Building a Langchain4j chatbot agent for banking customer service.
Published on: 6/27/2024
Introduction
This post is about an internal project carried out at TietoEvry, together with 15 other colleagues, during the summer of 2024. The goal was to create a simple chatbot agent — one that could rely on a specified context (to prevent it from hallucinating) and trigger certain custom-made functions in our code, such as fetching or posting data to an endpoint.
Where it all started
The inspiration came from a talk by Lizzy Raes at JFokus24. She introduced a Java library called Langchain4j — basically a Java version of the more well-known LangChain (Python). The idea is to bring the same "agentic" behavior into a more object-oriented Java context. That means being able to instantiate an interface and treat your AI model like a regular object: you send it data, it gives you a response — and under the hood, you can plug in tools, memory, and context. That’s what we wanted to explore.
First concepts: LLMs and Agents
Before diving into building, we had to get familiar with two key terms: LLM and Agent. LLM stands for Large Language Model. It's a trained neural network that understands and generates human language. Underneath, it turns words, phrases, even paragraphs into vectors — big arrays of numbers that represent meaning. For example, the word “bad” might become a vector with mostly negative values, while “good” might have more positive ones. This allows the model to “understand” and operate on meaning. An agent, on the other hand, is an LLM with extra powers. It can access external tools — functions that you’ve defined in your code. You can think of it like this: the agent maps meaning from a user’s input to a trigger — and that trigger might call a function, send a request, or return custom output. Agents are basically LLMs with access to your toolbox.
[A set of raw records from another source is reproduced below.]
PR #1467, opened 2019-11-21
storage/s3: support custom endpoint url

ernado:
This is required to support hosted S3-compatible storages (e.g. OpenStack).

I've added `Endpoint` config field with `AWS_ENDPOINT` env and started passing it (if not blank) to `awsConfig.Endpoint`.

From aws-sdk-go docs:
```go
// An optional endpoint URL (hostname only or fully qualified URI)
// that overrides the default generated endpoint for a client. Set this
// to `""` to use the default generated endpoint.
//
// Note: You must still provide a `Region` value when specifying an
// endpoint for a client.
Endpoint *string
```
https://github.com/aws/aws-sdk-go/blob/98babde4e50a39648e6618b79d256074f451754d/aws/config.go#L44-L50

### DIFF
--- a/config.dev.toml
+++ b/config.dev.toml
@@ -356,7 +356,6 @@ SingleFlightType = "memory"
         Insecure = false
 
     [Storage.S3]
-
         ### The authentication model is as below for S3 in the following order
         ### If AWS_CREDENTIALS_ENDPOINT is specified and it returns valid results, then it is used
         ### If config variables are specified and they are valid, then they return valid results, then it is used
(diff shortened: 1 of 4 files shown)


ernado:
@arschles seems like yes, we can use minio for that purpose, but it is slightly counter-intuitive for users that are not familiar with minio. I've created this PR after checking the `pkg/storage/minio` package and it was still not 100% clear that implementation is identical to `aws/aws-sdk-go`.

It was not straightforward and will likely require comments like "use minio client for S3-compatible storage" everywhere in our infra, so I want to keep things as clear and possible.

I'm ok with that solution, but I think that an ability to optionally set the `aws.Config.Endpoint` field will be useful. Are there any cons?

ernado:
Gentle ping. 

Actually after re-checking the docs I've [found](https://docs.gomods.io/configuration/storage/#minio) that minio is mentioned as an interface for any S3-compatible storage. Sorry, I've missed that.

It is fine, but I still want to have a choice to use a standard S3 client.

ernado:
Thanks, @arschles! I've described new config option both in documentation and sample config file, please take a look. (I've reused wording from `aws-sdk-go`)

Context and hallucinations: RAG
One of the early challenges we faced was the classic: how do we stop the model from hallucinating? That’s where RAG — Retrieval Augmented Generation — comes in. The idea is simple: instead of just feeding the user query into the model, we also pass along extra information — context. This can be documentation, a previous conversation, or any other relevant data. In LLM terms, context is just a bunch of strings passed to the model alongside the query. This enriches the model’s answers and keeps them grounded in your own data.
From text to vectors
There are many ways to provide context to an LLM. One approach we found compelling was to embed all our context into a vector database. Basically, we chunked our documents into smaller bits, converted them into vectors, and saved them in a database optimized for similarity search. When the user makes a request, the model looks for the most relevant chunks, loads them, and uses them to answer. But this whole pipeline is sensitive to a lot of things: * Which model you use to embed the text * How long the text chunks are * Which vector database you go for We tried different combinations and got a deeper understanding of how much these little details affect performance and quality.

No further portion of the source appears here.